Be patient with yourself.

Coming out of a spiritually abusive situation is incredibly difficult.

The first and biggest step  is seeing the abuse for what it is and allowing yourself name it. Saying, “this isn’t normal; this shouldn’t be this way,” is the watershed moment which allows you to begin see what’s wrong and why.

After my moment, I needed about four years to process it all. And I didn’t realize the effects of it at once – my understanding of the severity of my situation deepened as various life experiences uncovered it more and more.

When I started dating my husband.
When I saw how the courtship model was hurting my friends.
When I saw God at work in churches outside of our church group.
When I went to England with a group of friends and an Anglican priest, who heard my story and exclaimed, “What! That’s so messed up. That’s not normal.”

Emo shot from said England trip. If I was cool, this would be on Instagram.
Emo shot from said England trip. If I was cool, this would be on Instagram.

This affirmation of my experience, of my observations, was the validation I craved. I needed to know I wasn’t crazy, that I wasn’t dishonoring God by thinking these things, and that the situation I had found myself in was indeed unreasonable. Talking with others coming out of Quiverfull or Christian Patriarchy communities, I’m struck by how much we all need to be told this. We’re not crazy, this is not normal or healthy, and Jesus has more for us than this.

After these things began to unravel for me, I hit a wall with reading my Bible. I couldn’t do it. I was a college sophomore, double majoring in English and “Christian Thought” (theology), and my understanding of how to read was being gutted and scrubbed. I found myself discovering that the meditational,  charismatic methods of interacting with scripture I had grown up with were emotion-driven and tended to make me the center of my study, bastardizing any good-feeling scripture passage to soothe my emotions.

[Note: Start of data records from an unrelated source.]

PR #14, opened 2016-02-10
Add python setup script

agx:
This allows us to easily build and distribute the ansible hook like:

     python setup.py bdist_rpm

and it is python after all. This will also allow us to use Python's
unittest machinery in the future.

### DIFF
--- a/setup.py
+++ b/setup.py
@@ -1,0 +1,55 @@
+#!/usr/bin/python
+# vim: set fileencoding=utf-8 :
+# Copyright (C) 2016 Guido Günther <agx@sigxcpu.org>
+#
+#    This program is free software; you can redistribute it and/or modify
+#    it under the terms of the GNU General Public License as published by
+#    the Free Software Foundation; either version 3 of the License, or
+#    (at your option) any later version.
+#
+#    This program is distributed in the hope that it will be useful,
+#    but WITHOUT ANY WARRANTY; without even the implied warranty of
+#    MERCHANTABILITY or FITNESS FOR A PARTICULAR PURPOSE.  See the
+#    GNU General Public License for more details.
+#
+#    You should have received a copy of the GNU General Public License
+#    along with this program; if not, please see
+#    <http://www.gnu.org/licenses/>
+# END OF COPYRIGHT #
+
+import re
+from setuptools import setup
+
+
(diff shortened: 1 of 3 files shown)


setup.py
```diff
@@ -0,0 +1,55 @@
...
+                break
+        else:
+          raise Exception("Could not determin version")
+
+    return version
+
+
+setup(name = "foreman_ansible",
+      version = fetch_version(),
+      author = u'Daniel Lobato Garcia',
```
dLobatog: Feel free to add yourself here if you can pass an array

setup.py
```diff
@@ -0,0 +1,55 @@
...
+    version_re = re.compile(".*VERSION\s*=\s*'([0-9\.]+)'\s*$")
+
+    with open("lib/foreman_ansible/version.rb") as f:
+        for line in f:
+            m = version_re.match(line)
+            if m:
+                version = m.group(1)
+                break
+        else:
+          raise Exception("Could not determin version")
```
dLobatog: Typo, 'determin' -> 'determine'

dLobatog:
@agx Fine with me :+1: , however I'm not sure I understand what this is for right now - it doesn't put the callback script anywhere does it?

agx:
Hi,
On Wed, Feb 10, 2016 at 10:36:56AM -0800, Daniel Lobato García wrote:
> @agx Fine with me :+1: , however I'm not sure I understand what this is for right now - it doesn't put the callback script anywhere does it?

It puts it to /usr/bin/ since it's listed in scripts. That way

    python setup.py bdist_rpm

makes it easily available for installation on a separate host than the
foreman server (which might often be the case). It's then just a matter
of:

    ln -s /usr/bin/foreman_callback.py /path/to/ansible/callbacks.py

to activate it. I'm happy to to put it to somewhere else
(e.g. /usr/share/ansible/callbacks/whatnot/....) but since there doesn't
seem to be a default from the ansible site I went for setup.py's default
for the moment.

Another bonus is that we an start using

    python setup.py test
    
and friends to test the script in the future.
Cheers,
 -- Guido

dLobatog:
Merged as 55b4491fc151f09206e6b213273b4a68c46c5140, thanks @agx!

PR #17, opened 2016-02-16
Add a check if 'invocation' key is present in and entry

kireevco:
It's quite common that there are tasks with `no_log: True`. For instance tasks that load sensitive date are mostly with `no_log` enabled. When there is no log available `invocation` key is not present in `res` and `entry` objects.

This PR adds a safe check for this key.


dLobatog:
Merged as 45170b2c6a5cd57b97223c4ee206d493c72d0430, thanks @kireevco!

PR #18, opened 2016-02-19
Fixes #13812 - Remote execution provider

dLobatog:
Ansible can be used as a provider for remote execution. The job
templates can be Ansible playbooks that use host parameters, properties
and ERB.
Job templates, however, should have a 'hosts' section that just contains
<%= @host.name %>, because a new inventory is generated per host with
all the required variables.
In any case, the way it should work is:

Foreman sends request to proxy - including the 'hosts' it's supposed to
run on.
Proxy generates an inventory with the hosts and variables required
Proxy runs ansible and reports to Foreman

The reason why ansible_foreman_inventory cannot be used in this case is
because it's less flexible than the 'search' field of REX, where one can
use the 'scoped_search' syntax to figure out what hosts to run the
playbook on. If we used ansible_foreman_inventory for that, we would be
forced to run our playbooks on a set of hosts, hostgroups, organiztions
or locations.

----

Not to be merged without tests / a plan for installer support / documentation

### DIFF
--- a/app/services/foreman_ansible/ansible_template_renderer.rb
+++ b/app/services/foreman_ansible/ansible_template_renderer.rb
@@ -1,0 +1,86 @@
+if defined? ForemanRemoteExecution
+  module ForemanAnsible
+    class AnsibleTemplateRenderer < InputTemplateRenderer
+      alias_method :playbook, :render
+
+      def initialize(job_template,
+                     host = nil,
+                     invocation = nil,
+                     input_values = nil,
+                     preview = false,
+                     templates_stack = [])
+        super(job_template, host, invocation, input_values, preview,
+              templates_stack)
+      end
+
+      # Takes the variables from host and host group parameters and
+      # sets them in the 'Host variables' and 'Group variables' format
+      # in the inventory. For instance:
+      #
+      # host.example.com
+      #
+      # [hostgroup:vars]
+      # parameter=value
+      #
+      # It does not nest group variables, but instead it creates a new group per
+      # host group full title
+      #
+      def inventory
+        inventory = ''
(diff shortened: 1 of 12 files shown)


app/services/foreman_ansible/ansible_template_renderer.rb
```diff
@@ -0,0 +1,86 @@
...
+          end
+          variables += "[#{group.title}:vars]\n"
+          parameters.each do |parameter|
+            variables += "#{parameter.first}=#{parameter.last} \n"
+          end
+          variables += "\n"
+        end
+
+        variables
+      end
```
agx: In foreman_ansible_inventory we currently have all the the params in a foreman_params hash and the hostvars in a foreman hash - this  makes sure we don't collide with any ansible variables like e.g. groups. I wonder if we should do the same to be compatible in the format? This way ansible playbooks could look the same whether we use remote execution or the external inventory script.

We're also prefixing the host group with "foreman_hostgroup_" to have a separate namespace.

agx:
> The reason why ansible_foreman_inventory cannot be used in this case is
because it's less flexible than the 'search' field of REX, where one can
use the 'scoped_search' syntax to figure out what hosts to run the
playbook on. If we used ansible_foreman_inventory for that, we would be
forced to run our playbooks on a set of hosts, hostgroups, organiztions
or locations.

It would also introduce a python dependency on the smart proxy for now good reason.

app/services/foreman_ansible/ansible_template_renderer.rb
dLobatog: That's actually a great idea - thanks! I'll make sure to do that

And then I realized that my entire relationship to my faith was centered around a daily feeling of the Word, not a real relationship with God or an understanding of Jesus. With my emotional presets on “GUILT,” I flailed and floundered, distressed that I didn’t know how to read my Bible, agonizing over why I didn’t feel like it anymore.

***

It’s been about four years since I found myself dead to scripture in my daily devotions. Since I stopped reading because I began to hear in my head the voice of the pastor whose teachings so damaged my family every time I opened an ESV. Since my devotions stopped being habitual (for the first time since middle school) and occurred only out of emotional desperation.

It’s hard admitting that. In the circles I grew up in, it was hard to look someone in the eye and confess that I hadn’t read my Bible in a week. To say that I haven’t seriously read my Bible on a daily basis in four years is to have to fight condemnation. I am not a “bad Christian.” I am not a “backslider.” I am not “abandoning my faith.” But believing these truths is hard when I think about the number, the days it represents.

But healing takes time. It’s so slow, and we’re so busy, and the Spirit works at a pace we can stand to bear. I have desperately needed this break. I needed the time to detox, to stop hearing other people’s voices, to find myself craving God’s presence once again, and not being afraid of how I should read his Word.

Just last year, I realized that reading Eugene Peterson’s The Message didn’t set me off. So I savored that as I could. This year, I’m excited to find that the NIV version doesn’t make me feel like that pastor is reading his opinions to me through a proof-text passage. It’s safe. I can read it and think on it with integrity, and not be afraid. As a result, I’ve gotten to the point where I’ve actually wanted to read it on almost a weekly basis.

“Baby steps, baby steps.”

It’s a slow process. I’m on the mend. Other things suggest this, too. I find myself using words like thankful and grace again, without grimacing and deleting them to rephrase my sentence without religious jargon.

***

If you’re recovering from spiritual abuse, be patient with yourself. Don’t let the emotional habit of guilt drive you into a premature fix.

The best advice I got last year was from that same Anglican priest. “Follow the pain,” he said. And I was uncomfortable with that, because, really, who wants to do that? But giving myself the time to journal, to talk through, and to ponder the pain I was feeling allowed me the space to begin to heal for the first time.

We are so often rushed, so hurried to be the next iteration of our future selves, to improve, to expedite, to control. Be patient with yourself. Healing takes time.